[ The Editors assume no responsibility for the opinions expressed in this department.].
To the Editor of The Homoeopathic Recorder:.
Some very valuable papers are presented before the I.H.A. We have always preferred to listen to a paper, except perhaps those written under high pressure, or as a last moment expedient, rather than to an extemporaneous talk. The reason for this is that the conscientious writer of a paper puts in some time in real thought on his subject sees how it looks in print, corrects his mistakes, and sees where he can improve his expression, or convey a better idea. All this is denied the extemporaneous speaker and his hearers, as witness the following as they appear in the extemporaneous discussions.

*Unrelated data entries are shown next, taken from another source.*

PR #1813, opened 2017-11-03
Adjust print statement in check_space

souravsingh:
- [x] Is it mergeable?
- [x] `make test` Did it pass the tests?
- [x] `make clean diff-cover` If it introduces new functionality in
  `scripts/` is it tested?
- [x] `make format diff_pylint_report cppcheck doc pydocstyle` Is it well
  formatted?
- [ ] Did it change the command-line interface? Only backwards-compatible
  additions are allowed without a major version increment. Changing file
  formats also requires a major version number increment.
- [ ] For substantial changes or changes to the command-line interface, is it
  documented in `CHANGELOG.md`? See [keepachangelog](http://keepachangelog.com/)
  for more details.
- [x] Was a spellchecker run on the source code and documentation after
  changes were made?
- [x] Do the changes respect streaming IO? (Are they
  tested for streaming IO?)

PR #1814, opened 2017-11-07
[MRG] Debugging docker

betatim:
Trying to find out why docker still fails ...

- [x] Is it mergeable?

### DIFF
--- a/.travis.yml
+++ b/.travis.yml
@@ -87,9 +87,6 @@ script:
   - make py-demos
   - make cpp-demos
   - cd examples/stamps && ./do.sh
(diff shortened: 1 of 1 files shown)


betatim:
Removing the docker build from travis. It seems we can't find a way that works reliably with the development model we have. Most of us push changes to branches which are in this repository, however outsiders keep the branch in their fork. I think this is the reason for the failures in #1813.

Right now no one can remember why we build the container so I am proposing we remove it (and add it again later when we need it) as right now it causes us a lot of trouble and it isn't super easy to fix.

betatim:

ctb:
Thanks!

Issue #1800, opened 2017-10-19
Idea: creating N banded count tables in a single pass over reads


standage:
Accumulate hashed k-mers in some kind of buffer<sup>1</sup>. The first time the buffer reaches a user-specified size, go through each band one-by-one, create a Counttable for the band, insert the appropriate hashed k-mers into the Counttable, and save to disk. Once all Counttables are saved, clear the buffer and continue. Each subsequent time the buffer reaches the user-specified size, load the Counttables from disk one-by-one, insert the appropriate hashed k-mers, and re-write to disk.

Peak memory usage should be the size of the buffer + the size of one Counttable.

Please tell me how irresponsible and inefficient this is going to be! :-)

------

<sup>1</sup> Probably implemented as a `std::unordered_map< int, std::list<HashIntoType> >`, where the keys are band indices and values are lists of hashed k-mers.

drtamermansour:
I think it would be more efficient if you save your Counttables of each buffer in a temp space then do one final merge step of all Counttables. This should save the time of reading and writing Counttables several times to the desk. As usual, I am copying this from Jellyfish which is my raw model for mixing between in-memory and on-desk data structures to control the peak memory usage.

standage:
Forgive me while I ask for a couple clarifications.

> ...save your Counttables of each buffer in a temp space...This should save the time of reading and writing Counttables several times to the disk.

I'm not sure I understand "temp space". Is it in memory or disk?

- If it's memory, that's problematic. The idea is to have only one Counttable in memory at a time.
- If it's on disk, how does this differ from the approach I have suggested?

> ...then do one final merge step of all Counttables.

My intent is actually not to merge the Counttables, but to do N parallel operations independently on different subsets of the data.

drtamermansour:
I am mean desk temp space.

You says

> Once all Counttables are saved, clear the buffer and continue. Each subsequent time the buffer reaches the user-specified size, load the Counttables from disk one-by-one, insert the appropriate hashed k-mers, and re-write to disk

My suggested change has 2 advantages: 
1) smaller size of the Counttables that you load and write with each step
2) you can multi-thread the process efficiently 

I will try to model your algorithm "according to my understanding":
let us assume that 
1. You have a single band
2. The available buffer size would allow reading (n) hashed kmers (hk) that belong to this band.
3. You will insert the hashed kmers in a Counttable (C)
4. You need to repeat the cycle of "load the Counttable, insert hashed kmers, and re-write" (z) times

[...]

PR #1818, opened 2017-11-16
[WIP] Prototype: count k-mers in banded mode in a single pass

standage:
This PR is a Python prototype of the idea described in #1800. In brief, the idea is to count k-mers in the input reads and populate N counttables (each with ≈1/N of the k-mers) in a single pass.

This prototype implements a k-mer buffer that, when "full", writes to disk and flushes/resets. Once all the input reads are processed, the temp files are read back from disk 1-by-1 to populate a Counttable for each band.

The prototype works as expected, but the performance is painfully slow on large data sets. It would need a Cython or C++ implementation with threading support to be viable methinks. I would welcome any thoughts. cc @camillescott @betatim @ctb @luizirber

- [ ] Is it mergeable?
  `scripts/` is it tested?
  formatted?
  for more details.
  changes were made?
  tested for streaming IO?)

### DIFF
--- a/sandbox/count-band-single-pass.py
+++ b/sandbox/count-band-single-pass.py
@@ -1,0 +1,117 @@
+#!/usr/bin/env python
+
+import argparse
+import os
+from math import floor
+import pickle
+import sys
+
+import khmer
+
+
+class BandedHashBuffer(object):
+    """
+    Store k-mers in separate bands, using disk to keep memory usage low.
+
+    The `self.hashlists` variable is the primary member. It is a dictionary
+    that stores a list of hash values for each band.
+
+    When a hash value is added to the buffer, it is stored in the list
+    corresponding to the appropriate band. Once the buffer accumulates a user-
+    specified number of hash values, each list is serialized and written to
+    temporary files on disk, and the buffer is flushed and reset.
+
+    Once all the input is consumed, the temporary files are re-opened and used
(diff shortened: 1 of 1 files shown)


standage:
```
curl -L https://osf.io/f5trh/download?version=1 -o reads.fq.gz
sandbox/count-band-single-pass.py \
    --ksize 25 --num-bands 4 --buffersize 1e7 --memory 1e7 \
    --outfmt "bandtest{}.ct" \
    reads.fq.gz
```

The procedure above will result in the same output as the Python commands below.

```python
for i in range(4):
    counts = khmer.Counttable(25, 1e7 / 4, 4)
    counts.consume_seqfile_banding('reads.fq.gz', 4, i)
    of = 'bandtest{}.ct'.format(i)
    counts.save(of)
```

betatim:
For my education: why split into bands but then create N counttables? I understand "let's make N bands because we have far too much data anyway" but that doesn't fit with then making N bands. Tim is confused.com

standage:
We are investigating some use cases where we compute only on a single band, but there is at least one use case (motivated by kevlar and variant discovery) where we want to compute on each band independently. In this case, the banding provides us a way of randomly sharding the k-mers into N disjoint sets, each of which only requires 1/N of the memory required to store the entire data set.

This PR is looking for an efficient way to compute counts for all bands in a single first pass, rather than N passes.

One discussant arises to discuss a statement and acknowledges that he “did not remember the exact statement” of the subject he attempted to discuss. Another discussant enlarges on the above in attempting to discuss a point that he too evidently did not exactly remember the statement. Here is what the essayist wrote: “The real time of proper indication of the remedy is before these external manifestations and products appear, not after; before the fixed pathology, not after.
This is why pathology and morphology have so little bearing on the selection of the remedy.” Here is what the discussant said the essayist said” “The time for giving the homoeopathic remedy was before the pathological changes had occurred, and by analogy or inference, he led us to believe that after pathological changes had occurred, some of these things were inapplicable.” (The italics ours). Just how the two statements can possibly mean the same thing we are unable to sense.
Thus we see the value of seeing our statements in print. Those two statements bear no relation to each other, as you will note by comparison. The essayists statement was made to show, merely, that gross pathology and morphology bore no real part in the selection of the remedy; that they were incidental rather than mandatory.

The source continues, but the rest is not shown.